September 08, 1997|LAWRENCE J. MAGID

Relatively few people carry a hand-held computer, but a growing number carry some type of pocket organizer to check their schedules, look up phone numbers or, perhaps, view short documents.

The Palm Pilot (starting at $299), which weighs 5.7 ounces and measures about 4 inches by 3 inches, has become quite popular. Other devices from Sharp, Seiko and other companies typically weigh a few ounces more and fit easily into a briefcase or coat pocket. Hand-held machines that run Microsoft's Windows CE operating system are a bit heavier, and Apple's Newton MessagePad--the only device to recognize a user's handwriting--is even larger, though at 1.4 pounds it's still quite portable.

But if you want something really small, Franklin Electronic Publishers ( and Starfish Software ( are about to release a new pocket organizer that easily fits into a shirt pocket.

The Rolodex Electronics REX PC Companion ($129.95) weighs only 1.4 ounces and is slightly smaller (though thicker) than a business card. Yet it has an easy-to-read screen and can display your schedule, contact list, to-do list and memos.

Unlike most pocket organizers, you can't enter data directly into the Rex. Instead, you enter it on the PC and transfer it to the card. The REX itself is actually a PC card (also known as PCMCIA), so if you have a notebook PC or a desktop PC with a PC card slot, you can transfer data directly to the device by inserting the Rex into the slot and clicking on the synchronization icon.

There are no cables, and the transfer process is extremely fast. Desktop users without a PC card slot can insert the Rex into a cradle that plugs into the PC's serial port.
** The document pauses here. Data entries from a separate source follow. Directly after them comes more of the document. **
PR #3974, opened 2022-03-06
Issue #5532: Fix inconsistencies in the Project Installer UI when it fails to fetch results

### LINKED ISSUE #5532: [UX] Fix inconsistencies in the Project Installer UI when it fails to fetch results.
Noticed these things while working on #5455.

image

Issues:
- The message should be an error instead of status.
- The server name (`Backdrop`) in the message could use some improvement, such as calling it `Backdrop CMS Projects` of something like that.
- The totals summary "Showing 0 to 0 of 0." makes no sense if there are no results, so it should be hidden.
- The "No results found." text appears to be custom - we should be using the `'empty'` variable in `theme_table()` instead.
- There were even some cases (not shown in the screenshot above) where the pager was shown, even without any results.

klonos:
Fixes https://github.com/backdrop/backdrop-issues/issues/5532

### DIFF
--- a/core/modules/installer/config/installer.settings.json
+++ b/core/modules/installer/config/installer.settings.json
@@ -2,7 +2,7 @@
     "_config_name": "installer.settings",
     "installer_server": {
         "url": "https://projects.backdropcms.org",
-        "name": "Backdrop"
+        "name": "Backdrop CMS Projects"
     },
     "core_update": true
 }
--- a/core/modules/installer/installer.browser.inc
+++ b/core/modules/installer/installer.browser.inc
@@ -252,8 +252,8 @@ function installer_browser_fetch_results($filters) {
     $results = backdrop_json_decode($response->data);
   }
   else {
-    backdrop_set_message(t("Encountered an error when trying to fetch results from @name. Error @code : @message",
-      array('@name' => $server['name'], '@code' => $response->code, '@message' => $response->error)));
+    backdrop_set_message(t('Encountered an error when trying to fetch projects from %installer_server. Error @code : @message',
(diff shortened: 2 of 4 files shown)


core/modules/installer/config/installer.settings.json
```diff
@@ -2,7 +2,7 @@
     "_config_name": "installer.settings",
     "installer_server": {
         "url": "https://projects.backdropcms.org",
-        "name": "Backdrop"
+        "name": "Backdrop CMS Projects"
```
indigoxela, line 5: Why that?

core/modules/installer/installer.browser.inc
```diff
@@ -252,8 +252,8 @@ function installer_browser_fetch_results($filters) {
     $results = backdrop_json_decode($response->data);
   }
   else {
-    backdrop_set_message(t("Encountered an error when trying to fetch results from @name. Error @code : @message",
-      array('@name' => $server['name'], '@code' => $response->code, '@message' => $response->error)));
+    backdrop_set_message(t('Encountered an error when trying to fetch projects from %installer_server. Error @code : @message',
+      array('%installer_server' => check_plain($server['name']), '@code' => $response->code, '@message' => $response->error)), 'error');
```
indigoxela, line 256: This is very hard to read, I'd suggest to display array items on their individual lines:

```
 backdrop_set_message(t('Encountered an error when trying to fetch projects from %installer_server. Error @code : @message', array(
   '%installer_server' => check_plain($server['name']),
   '@code' => $response->code,
   '@message' => $response->error,
 )), 'error');
```

PR #3977, opened 2022-03-08
Update views_plugin_style.inc

### LINKED ISSUE #5143: Fixed grammar error in Views row class description text
**Steps To Reproduce**

To reproduce the behavior:
1. Navigate to Structure -> Views (`admin/structure/views`)
2. Edit any view (click the "Configure" button)
3. Under the "Format" section, click "Settings"
4. In the pop-up that opens, scroll down to the "Row class" setting:
   image
5. The description text under Row class" says:
   > The class to provide on each row. You may use field tokens from as per the "Replacement patterns" used in "Rewrite the output of this field" for all fields.

   The "as per" is unexpected.

## Expected behavior

The description should probably change to something like:
> "The class to provide on each row. You may use field tokens from the "Replacement patterns" used in "Rewrite the output of this field" for all fields.

ayushi424:
Fixes: https://github.com/backdrop/backdrop-issues/issues/5143

(The line above creates an automatic link with the original issue)

Related Issue: Grammar error in Views display page style row class description text
Issue No:  #5143

Changes done:
* Optimized the file by removing unexpected "as per".

### DIFF
--- a/core/modules/views/plugins/views_plugin_style.inc
+++ b/core/modules/views/plugins/views_plugin_style.inc
@@ -256,7 +256,7 @@ class views_plugin_style extends views_plugin {
       );
 
       if ($this->uses_fields()) {
-        $form['row_class']['#description'] .= ' ' . t('You may use field tokens from as per the "Replacement patterns" used in "Rewrite the output of this field" for all fields.');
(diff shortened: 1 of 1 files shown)


ghost:
Thanks! Merged into 1.x and 1.21.x.

PR #3981, opened 2022-03-11
Issue #5525: Background processing support for LiteSpeed server.

### LINKED ISSUE #5525: Cached anonymous page and "background fetch" cause site rendering issues on LiteSpeed server
## Description of the bug

When using  "background fetch" (see admin/config/development/performance) of stale anonymous cached pages, Backdrop (or the LiteSpeed server?) seems to send headers and content twice. 

I've been able to reproduce in a LiteSpeed production server with different sites, ~~including a clean Backdrop install~~. Have NOT been able to reproduce on a local Apache one.
  
This issue causes duplication of content and a lot of problems when rendering the page (see attached image), among them also `Warning: session_set_save_handler(): Cannot change save handler when headers already sent in backdrop_session_initialize() (line 245 of /home/tenutowe/public_html/backdrop/core/includes/session.inc).`

## Steps To Reproduce
These are very specific steps. Use two browsers, or one browser window on "normal" mode and another on "incognito" . Again, this is an issue in LiteSpeed server as far as I know.

1. In "browser A", log in to your site, navigate to admin/config/development/performance and be sure "Cache pages for anonymous users" and "Use background fetch for cached pages" are on
2. Turn OFF "Compress cached pages." This will allow you to actually see the duplicated content (otherwise Backdrop sends the "doubled page" as a gzip, which is not displayed).
3. Make the expiration of cache pages to 1 minute (so that you don't have to wait too long to reproduce the error 😄 )
4. Save
5. Navigate to admin/config/development/logging and select "All messages" in "Error messages to display"

On a different browser (browser B):
1. Clear the memory cache of the browser.  This is done to assure the browser actually sends a request, rather than rendering the page from memory. This is done in different ways in different browsers. In Chrome, open the Developer Tools, and then Control Click the refresh button - select Empty Cache and Hard Reload
2. Navigate to the home page of your site
6. Click Log in
7. Log in as a user. DO NOT clear the Backdrop caches!
8. Navigate to Home
9. Clear the BROWSER memory cache one more time (see 1)
10. Sit patiently for one minute to wait for the cached anonymous pages to go stale (I put a timer!)
11. After one minute (or longer), click Log out

Upon logout you will be redirected to the Home page. This version of the Home page is retrieved from a stale entry in the cache_page table, which caches anonymous pages. You should see duplication of elements and the Warning I printed above.

You can verify that the response came from the Backdrop cache by opening the Developer Tools of the browser, going to "Network", selecting the document, and clicking "Header" to see the response headers received. They should indicate a cached page on the Response header `x-backdrop-cache: HIT`  (if you see MISS, you are not seeing a cached page).
 
## Actual behavior
See above

## Expected behavior
The page should load without any issues.

## Additional information
- Backdrop CMS version: 1.21.2
- Web server and its version: LiteSpeed V7.9 Cloudlinux 1.3
- Browser(s) and their versions: Chrome and Safari (same issue in both). 

Screen Shot 2022-03-02 at 8 13 04 AM

-----
ANOTHER SNAPSHOT, FROM A CLEAN INSTALL:

Screen Shot 2022-03-02 at 2 39 58 PM

quicksketch:
Fixes https://github.com/backdrop/backdrop-issues/issues/5525.

### DIFF
--- a/core/includes/bootstrap.inc
+++ b/core/includes/bootstrap.inc
@@ -3117,6 +3117,10 @@ function _backdrop_bootstrap_page_cache() {
       if (function_exists('fastcgi_finish_request')) {
         fastcgi_finish_request();
       }
+      // Flushing for LiteSpeed servers.
+      elseif (function_exists('litespeed_finish_request')) {
+        litespeed_finish_request();
+      }
       // Flushing for Apache mod_php installations.
       else {
         flush();
--- a/core/includes/common.inc
+++ b/core/includes/common.inc
@@ -3188,6 +3188,10 @@ function backdrop_page_footer() {
     if (function_exists('fastcgi_finish_request')) {
       fastcgi_finish_request();
     }
+    // Flushing for LiteSpeed servers.
+    elseif (function_exists('litespeed_finish_request')) {
+      litespeed_finish_request();
+    }
     // Flushing for Apache mod_php installations.
     else {
       flush();


quicksketch:
Merged into 1.x and 1.21.x. Thanks for reviewing @argiepiano and @yorkshire-pudding.

PR #998, opened 2018-08-03
feat(docs): Clarify that clean doesnt delete hal config

sbwsg:
fixes https://github.com/spinnaker/spinnaker/issues/3110 though doesn't mention anything kubernetes-specific since this command is for all providers


lwander:
I think you need to rerun "make" in the halyard-cli directly since this creates a docs change as well

sbwsg:
:+1: fixed

PR #1000, opened 2018-08-03
feat(spin): Adds support for installing specific spin version.

jtk54:


halyard-cli/src/main/java/com/netflix/spinnaker/halyard/cli/services/v1/DaemonService.java
```diff
@@ -772,4 +772,7 @@
 
   @GET("/v1/spin/install/latest")
   DaemonTask<Halconfig, Object> installSpin();
+
+  @GET("/v1/spin/install/{version}")
```
lwander: Does this cause ambiguity in the response mapping? Is it even worth keeping the /latest endpoint?

lwander:
#1000 !!!

halyard-cli/src/main/java/com/netflix/spinnaker/halyard/cli/services/v1/DaemonService.java
jtk54: This is a good point, `version=latest` is a real version. I can just version default to latest and simplify the controller, etc.

halyard-cli/src/main/java/com/netflix/spinnaker/halyard/cli/command/v1/spin/v1/InstallSpinCommand.java
```diff
@@ -45,8 +43,8 @@
   String version = "latest";
 
   @Override
-  protected OperationHandler<RemoteAction> getRemoteAction() {
-    return new OperationHandler<RemoteAction>()
+  protected OperationHandler<String> getRemoteAction() {
+    return new OperationHandler<String>()
```
lwander: Is this really desirable? This makes automation either copy-paste or piping into bash

jtk54: The argument here is that not every `spin` user will necessarily have `hal` installed since they won't necessarily be an admin. It seems unintuitive to need `hal` to acquire `spin`. We can go back to the `RemoteAction` plan, but then we'll need to support another path for users not using `hal` which also is annoying from a maintenance perspective.

halyard-deploy/src/main/java/com/netflix/spinnaker/halyard/deploy/spin/v1/SpinService.java
```diff
@@ -25,19 +25,12 @@
...
-        + "curl -LO https://storage.googleapis.com/spinnaker-artifacts/spin/$(curl -s https://storage.googleapis.com/spinnaker-artifacts/spin/latest)/linux/amd64/spin\n"
-        + "chmod +x spin\n"
-        + "sudo mv spin /usr/local/bin/spin";
-    result.setScript(script);
-    result.setScriptDescription("The generated script will install the latest version of spin CLI");
-    result.setAutoRun(true);
-    result.commitScript(halconfigDirectoryStructure.getSpinInstallScriptPath());
-    return result;
+  public String install(String version) {
+    String curlInstall = String.format("curl -LO https://storage.googleapis.com/spinnaker-artifacts/spin/%s/linux/amd64/spin\n",
```
lwander: We should have the script check if we're on darwin or not

halyard-cli/src/main/java/com/netflix/spinnaker/halyard/cli/command/v1/spin/v1/InstallSpinCommand.java
lwander: That's true, but isn't that why we have https://www.spinnaker.io/guides/spin/cli/? 

Also, if we do want this, rather than introduce different behavior by default, can we put this behind `--print-script-only`?

jtk54:
We're opting to forego a surface in Halyard in favor or simplifying spin's distribution.

PR #1003, opened 2018-08-06
fix(authn/oauth) copy/paste bug in setting username in oauth user info mapping

got-root:
Fixing a small copy/paste error on setting the username field mapping in oauth. The expected behavior is that it sets the username field as entered in the CLI but due to a bug it instead sets it to the field specified for the last-name (if set).

Here's the command for reference:
https://www.spinnaker.io/reference/halyard/commands/#hal-config-security-authn-oauth2-edit


got-root:
Thanks @lwander, just updated the commit message.

PR #1006, opened 2018-08-16
feat(pubsub): Adds GCB as first-class message format for PubSub artif…

ttomsu:
…acts.

Do not merge until @lwander adds the jinja template to echo (link to PR to be added later).


ttomsu:
This is good to merge now?

PR #1008, opened 2018-08-17
feat(kubernetes): correct orca shutdown behavior

lwander:
This allows orca to deregister itself & wait while tasks are drained
during graceful termination


halyard-deploy/src/main/java/com/netflix/spinnaker/halyard/deploy/spinnaker/v1/service/distributed/kubernetes/v2/KubernetesV2Service.java
```diff
@@ -75,6 +84,14 @@ default boolean isEnabled(DeploymentConfiguration deploymentConfiguration) {
     return Arrays.asList("wget", "--spider", "-q", settings.getScheme() + "://localhost:" + settings.getPort() + settings.getHealthEndpoint());
   }
 
+  default boolean hasPrestopCommand() {
```
duftler: Shouldn't `Prestop` be `PreStop` everywhere?

PR #1019, opened 2018-08-27
fix(deploy/ha): Move settings of profiles from super to child classes for SpringServiceSettings to fix env initialization.

joonlim:
Fixing an issue I introduced in my last commit.

env is always initialized by sub-classes, so the setProfiles method only works when called directly from the subclass.


joonlim:
@lwander Fixing a bug I introduced.

PR #1020, opened 2018-08-27
fix(install): Fix syntax error in install script

ezimanyi:


ezimanyi:
Introduced in https://github.com/spinnaker/halyard/pull/1017
Fixes https://github.com/spinnaker/spinnaker/issues/3250

PR #1024, opened 2018-08-29
feat(deploy): Add default AWS settings to deck

mizzy:
Current halconfig/settings.js has fixed values for aws settings.
It should pick up settings configured by halyard.

This works with https://github.com/spinnaker/deck/pull/5681 .

Ref: https://github.com/spinnaker/spinnaker/issues/3271


mizzy:
Thanks for merging!

PR #1025, opened 2018-08-29
fix(deploy): Fix overrideBaseUrl field by favoring the field over baseUrl.

joonlim:


joonlim:
@lwander Fix for issue bburnett from slack is seeing.

lwander:
Rebuilding & publishing Halyard now

PR #1031, opened 2018-09-06
fix(#3268) Adds missing ldap config parameters managerDn managerPassw…

senare:
Why didn't it get linked to ?

https://github.com/spinnaker/spinnaker/issues/3268
 
Oki, I need to enable Ldap so trying to fix whats missing here

First time trying to contrib so some hints and tips be welcome, thanx in advance !

I think this should be easy and straight forward but I am still trying to figure out how to build and test all to verify this, but I am opening the PR early/now anyway to gather some feedback and help

### DIFF
--- a/docs/commands.md
+++ b/docs/commands.md
@@ -9286,6 +9286,9 @@ hal config security authn ldap edit [parameters]
 
 #### Parameters
  * `--deployment`: If supplied, use this Halyard deployment. This will _not_ create a new deployment.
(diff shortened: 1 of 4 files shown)


senare:
Also related  https://github.com/spinnaker/spinnaker/issues/2570 ?

ajordens:
Can we get this resolved and merged down @stewchen?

Transferring data via the PC card slot is incredibly fast. Mine took only a few seconds to transfer about 300 entries. It took about 40 seconds when using the desktop cradle.

The entry-level Rex1 ($129.95) has 64 kilobytes of storage, enough for about 750 entries, but the desktop cradle costs $39.95 extra. The Rex3 (about $179.95) comes with the cradle and 256 kilobytes of user memory, enough to store up to 2,500 entries. Prices and specifications could change by the time the product is available in October.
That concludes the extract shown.